* Task objective:
Your answer should hold all lines of the entries that include the word "adobecom".

* Data to process:

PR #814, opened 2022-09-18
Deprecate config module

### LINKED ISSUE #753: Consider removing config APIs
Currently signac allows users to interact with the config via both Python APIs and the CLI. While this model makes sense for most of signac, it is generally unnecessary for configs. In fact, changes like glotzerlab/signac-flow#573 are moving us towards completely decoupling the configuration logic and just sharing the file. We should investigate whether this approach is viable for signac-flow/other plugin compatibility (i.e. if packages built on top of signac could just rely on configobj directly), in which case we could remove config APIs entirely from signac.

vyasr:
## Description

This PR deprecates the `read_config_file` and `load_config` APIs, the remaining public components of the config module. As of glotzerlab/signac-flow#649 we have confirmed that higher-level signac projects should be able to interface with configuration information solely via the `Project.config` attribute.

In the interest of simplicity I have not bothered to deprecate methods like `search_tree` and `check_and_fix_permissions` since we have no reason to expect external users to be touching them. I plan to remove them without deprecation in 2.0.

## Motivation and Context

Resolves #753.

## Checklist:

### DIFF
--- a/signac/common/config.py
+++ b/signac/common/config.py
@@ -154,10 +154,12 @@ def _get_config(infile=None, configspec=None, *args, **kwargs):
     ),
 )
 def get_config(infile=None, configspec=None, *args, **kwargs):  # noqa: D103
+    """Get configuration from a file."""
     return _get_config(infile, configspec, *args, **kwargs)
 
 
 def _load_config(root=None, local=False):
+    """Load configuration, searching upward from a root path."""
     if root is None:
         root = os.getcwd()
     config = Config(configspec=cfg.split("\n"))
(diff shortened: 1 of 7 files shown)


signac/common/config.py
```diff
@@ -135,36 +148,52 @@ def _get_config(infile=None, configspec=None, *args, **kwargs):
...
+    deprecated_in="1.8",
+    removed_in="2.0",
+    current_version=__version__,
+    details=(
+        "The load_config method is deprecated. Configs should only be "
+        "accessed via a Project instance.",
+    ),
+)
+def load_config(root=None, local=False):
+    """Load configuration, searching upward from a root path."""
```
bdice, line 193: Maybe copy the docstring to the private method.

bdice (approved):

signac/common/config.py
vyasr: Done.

==

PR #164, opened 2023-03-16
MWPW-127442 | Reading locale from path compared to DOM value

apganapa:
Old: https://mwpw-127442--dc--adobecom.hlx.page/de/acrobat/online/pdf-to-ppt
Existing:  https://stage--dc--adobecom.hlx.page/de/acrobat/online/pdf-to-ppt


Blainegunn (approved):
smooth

* Written reply:
Old: https://mwpw-127442--dc--adobecom.hlx.page/de/acrobat/online/pdf-to-ppt
Existing:  https://stage--dc--adobecom.hlx.page/de/acrobat/online/pdf-to-ppt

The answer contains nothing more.